# Ivory keys on Bechstein Louis XV



## Guest (Jun 7, 2013)

Well, quite. Still, something Liberace would have liked, for sure.
http://www.guardian.co.uk/music/2013/jun/07/ivory-keys-bechstein-piano-dismays-environmentalists


----------



## PetrB (Feb 28, 2012)

TalkingHead said:


> Well, quite. Still, something Liberace would have liked, for sure.
> http://www.guardian.co.uk/music/2013/jun/07/ivory-keys-bechstein-piano-dismays-environmentalists


If only those with causes would not be so damned alarmist and point exaggerated fingers at less than meaningful things, also without checking the facts....

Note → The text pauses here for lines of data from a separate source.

PR #2792, opened 2024-02-28
Support recently added "source_file_descriptors" field of CodeGeneratorRequest

jhump:
I've also made sure this branch can apply to `bufmod`. Here's my tentative cherry-pick:
https://github.com/bufbuild/buf/compare/bufmod...jh/strip-source-only-on-bufmod


bufdev (commented):
An overall thing: I think we might want to make it so that we can select source-retention options or not at the `ImageFile` level. A proposal for how I'd do this:

```
type ImageFile interface {
  ...
  FileDescriptorProto() *descriptorpb.FileDescriptorProto
  FileDescriptorProtoWithoutSourceRetentionOptions() (*descriptorpb.FileDescriptorProto, error)
  ...
}
```

Then, in `imageFile`, I would do:

```
type imageFile struct {
  ...
  getFileDescriptorProtoWithoutSourceRetentionOptions func() (*descriptorpb.FileDescriptorProto, error)
}
```

And on construction:

```
func newImageFileNoValidate(...) {
  imageFile := &imageFile{...}
  imageFile.getFileDescriptorProtoWithoutSourceRetentionOptions =sync.OnceValues(imageFile.getFileDescriptorProtoWithoutSourceRetentionOptionsUncached)
  return imageFile
}
```

And at the bottom of `image_file.go`, before `isImageFileInfo/isImageFile`:

```
func (f *imageFile) getFileDescriptorProtoWithoutSourceRetentionOptionsUncached() (*descriptorpb.FileDescriptorProto, error) {
  return stripSourceRetentionOptions(f.fileDescriptorProto)
}
```

private/bufpkg/bufimage/util.go
```diff
@@ -424,7 +424,12 @@ func imageToCodeGeneratorRequest(
 		request.Parameter = proto.String(parameter)
 	}
 	for i, imageFile := range imageFiles {
-		request.ProtoFile[i] = imageFile.FileDescriptorProto()
+		// ProtoFile should include runtime-retained options only. So strip source-only options.
```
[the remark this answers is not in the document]
bufdev: If you implement `ImageFile.FileDescriptorProtoWithoutSourceRetentionOptions()`, then this becomes `if in file_to_generate { use FileDescriptorProto() } else { use FileDescriptorProtoWithoutSourceRetentionOptions() }`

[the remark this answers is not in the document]
jhump: Good catch! Silly me for assuming this would be more consistent/coherent. What a terrible API :/

I guess they moved out source-only options for `files_to_generate` just so that existing plugins (not updated for these new fields) that embed descriptors wouldn't need any updates to respect the source-only retention (and inadvertently _not_ embed them). But the fact that `proto_file` behavior is now bimodal feels... dumb.

private/bufpkg/bufimage/strip_source_only.go
```diff
@@ -0,0 +1,377 @@
...
+
+import (
+	"fmt"
+
+	"google.golang.org/protobuf/proto"
+	"google.golang.org/protobuf/reflect/protoreflect"
+	"google.golang.org/protobuf/types/descriptorpb"
+)
+
+func stripSourceOnlyOptions[M proto.Message](options M) (M, error) {
```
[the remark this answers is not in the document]
jhump: Fixed in 2d6960a

jhump:
> An overall thing: I think we might want to make it so that we can select source-retention options or not at the ImageFile level.

This can expose the functionality for `*descriptorpb.FileDescriptorProto`. But we'll also need this functionality for `*imagev1.ImageFile` (so we can optionally exclude these options from the output of `buf build`). So, in ca03cd0, I instead opted to export `StripSourceRetentionOptionsFromFile` and make it generic so that it can handle either representation of a file. WDYT?

Also, I tackled the TODO for more validation of the `CodeGeneratorRequest` in 6e767e4. WDYT? Too much? I can easily back it out if so.

private/pkg/protodescriptor/protodescriptor.go
```diff
@@ -161,6 +166,28 @@ func ValidateCodeGeneratorRequestExceptFileDescriptorProtos(request *pluginpb.Co
 	if err := ValidateProtoPaths("CodeGeneratorRequest.FileToGenerate", request.FileToGenerate); err != nil {
 		return err
 	}
+	if len(request.SourceFileDescriptors) != len(request.FileToGenerate) {
```
bufdev, line 169: We can't be guaranteed in this package that the input will be generated by a recent compiler, it is valid for the length of `source_file_descriptors` to be 0 here.

Re: PR comment, I am likely just going to have all this validation live in `protoplugin` and import it here, so we don't need to redo it anyways (although I will add the duplicate check over there).

private/bufpkg/bufimage/source_retention_options.go
```diff
@@ -0,0 +1,400 @@
...
+	}
+	if changed {
+		dirty = true
+	}
+
+	if !dirty {
+		return file, nil
+	}
+
+	newFile, err := shallowCopy(file)
```
bufdev, line 78: What is shallow about the copy exactly? The method documentation implies that I'm getting a full copy back, which would say to me I can do whatever I want with the return value of the method, but this would imply otherwise I think

private/bufpkg/bufimage/source_retention_options.go
```diff
@@ -0,0 +1,400 @@
...
+	"google.golang.org/protobuf/types/descriptorpb"
+)
+
+// StripSourceRetentionOptionsFromFile returns a file descriptor proto that omits any
+// options that in file that are defined to be retained only in source. If file has no
+// such options, then it is returned as is. If it does have such options, a copy is
+// made; the given file will not be mutated.
+//
+// The given file must be either a *descriptorpb.FileDescriptorProto or a
+func StripSourceRetentionOptionsFromFile[F protodescriptor.FileDescriptor](
```
bufdev, line 33: I'm already finding usage for this to construct `CodeGeneratorRequests` outside of this repository (specifically for `protoplugin` testing) - what do you think about moving a `FileDescriptorProto`-specific version of this to say `protocompile` in some capacity? I'm not sure if `protocompile` is the right place (`protobuf-go` is really the right place), but just somewhere else that we can consume it.

Then, I would have a private function here that takes a `*imagev1.Image`, calls the public function for `FileDescriptorProto`, and then uses `fileDescriptorProtoToProtoImageFile` (which is in this package).

private/pkg/protodescriptor/protodescriptor.go
jhump: Ah, right. My bad. I wasn't entirely sure where this was used. But it makes sense that it could be used in the recipient of a request, not just the producer, which means it must be able to handle an older form of the request.

private/bufpkg/bufimage/source_retention_options.go
jhump: I can update the doc comments. It definitely wasn't meant to suggest that you can do whatever you want the value but rather that it does not mutate the incoming value.

It copies only the elements that changed, which are leaf messages that were mutated and their ancestors in the hierarchy. (So if any leaf is changed, you'll get back a different `*descriptorpb.FileDescriptorProto`, but it can still share structure with the input.)

private/bufpkg/bufimage/source_retention_options.go
jhump: Yeah, I think `protocompile` makes sense. Computing this stuff is the job of a compiler anyhow (though it's usually the code-gen part of the compiler, whereas protocompile only produces intermediate representations).

It probably makes the most sense inside the options sub-package there.

jhump: https://github.com/bufbuild/protocompile/pull/250

private/pkg/protodescriptor/protodescriptor.go
bufdev: The issue hasn't been fixed, we'll still fail for old payloads.

private/bufpkg/bufimage/source_retention_options.go
bufdev: This function needs to be updated post-250, but I assume thats just coming up next

jhump: Yeah, there now.

private/pkg/protodescriptor/protodescriptor.go
jhump: > The issue hasn't been fixed, we'll still fail for old payloads.

Because I hadn't pushed any updates 😛 

Fixed now. I just removed most of the extra validation. I realized that the simple check that was here wasn't right anyway because `source_file_descriptors` is it not _specified_ to be in the same order as `file_to_generate`. And it's also not in the same order in practice, neither from the code I just wrote for `buf generate` nor for `protoc`. Both (`protoc` and `buf`) actually build it in the same order as `proto_file`, but pruned down to only the paths in `file_to_generate`.

So doing the _right_ check is a little more complicated and seemed like it warranted a separate PR with a bevy of new tests to make sure it's right. So I can push a PR up for that later.

private/bufpkg/bufimage/util.go
```diff
@@ -433,9 +435,18 @@ func imageToCodeGeneratorRequest(
 			includeWellKnownTypes,
 		) {
 			request.FileToGenerate = append(request.FileToGenerate, imageFile.Path())
+			// Source-retention options for items in FileToGenerate are provided in SourceFileDescriptors.
+			request.SourceFileDescriptors = append(request.SourceFileDescriptors, fileDescriptorProto)
+			// And the corresponding descriptor in ProtoFile will have source-retention options stripped.
+			var err error
+			fileDescriptorProto, err = options.StripSourceRetentionOptionsFromFile(fileDescriptorProto)
+			if err != nil {
+				return nil, fmt.Errorf("failed to process %q for code generator request: %w", imageFile.Path(), err)
```
bufdev, line 444: `failed to strip source-retention options for file %q when constructing a CodeGeneratorRequest`

jhump, line 444:
```suggestion
				return nil, fmt.Errorf("failed to strip source-retention options for file %q when constructing a CodeGeneratorRequest: %w", imageFile.Path(), err)
```

jhump: Done

bufdev (approved):
Thanks for getting through this! Merge into `bufmod` after we merge here.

There is a ton of Ivory floating about "harvested" (love the euphemism) prior the date where it was proclaimed illegal. 
Read down, and the alarm drops considerably....

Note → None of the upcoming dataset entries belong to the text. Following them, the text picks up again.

PR #2796, opened 2024-03-05
Fix wrong v1/v1beta proto file in `newUniversalProtoContentForV1Beta1 `

saquibmian:
We were using the `buf.yaml` file instead of the `buf.lock` file, resulting in duplicate file errors when calculating the B4 digest.


bufdev (approved):
Fun/whoops!

PR #2797, opened 2024-03-05
Add archive registry support for curated plugin

cyinma:


proto/buf/alpha/registry/v1alpha1/plugin_curation.proto
```diff
@@ -232,9 +235,10 @@ message RegistryConfig {
     MavenConfig maven_config = 3;
     SwiftConfig swift_config = 4;
     PythonConfig python_config = 5;
+    ArtifactConfig artifact_config = 6;
```
mfridman, line 238: I could see this going both ways, but I was thinking this would be called `archive_config`.

However, I could see a world where we want to add an `archive_config` to a plugin to modify it's behavior within the archive registry (for example, propagating a plugin option), but not necessarily show that plugin as part of the bundled artifact feature.

I wonder if the config should be named `archive_config` and have an "include in bundled artifacts" option. This would allow us to set _some_ plugins to `true` and retain the flexibility to have ad-hoc `archive_config` without affecting the bundled artifact feature.

cc @pkwarren @stefanvanburen if you have some thoughts let us know.

proto/buf/alpha/registry/v1alpha1/plugin_curation.proto
```diff
@@ -232,9 +235,10 @@ message RegistryConfig {
...
   }
   // Reserved for future remote registry types.
-  reserved 6 to 9;
+  reserved 7 to 9;
```
bufdev, line 241: Just a point of order: this is sort of an abuse of the `reserved` keyword, `reserved` is really meant to say "these were previously used", outside of hyper-optimization theres no need to reserve these fields ahead of time.

proto/buf/alpha/registry/v1alpha1/plugin_curation.proto
bufdev: I would +1 on archive

proto/buf/alpha/registry/v1alpha1/plugin_curation.proto
bufdev: You can still group them together in the source code, regardless of tag - tag is kind of irrelevant unless you're trying to save one byte (you're not)

proto/buf/alpha/registry/v1alpha1/plugin_curation.proto
stefanvanburen: yeah, archive makes sense to me.

cyinma: chatted with Mike, renamed this to archive and we can start from there

mfridman (approved):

Meanwhile, this has no affect on present day poachers or the black market in recently killed animals, their tusks or horns.

"Get a life." is what I think when I see such articles, calculated to Buzz over any reasonable balance of factual presentation.


----------



## Guest (Jun 8, 2013)

So let's keep tinkling on those ivories, PetrB! What shall we play? Something from the Carnival of Animals, perhaps?
(Add grinning icon).


----------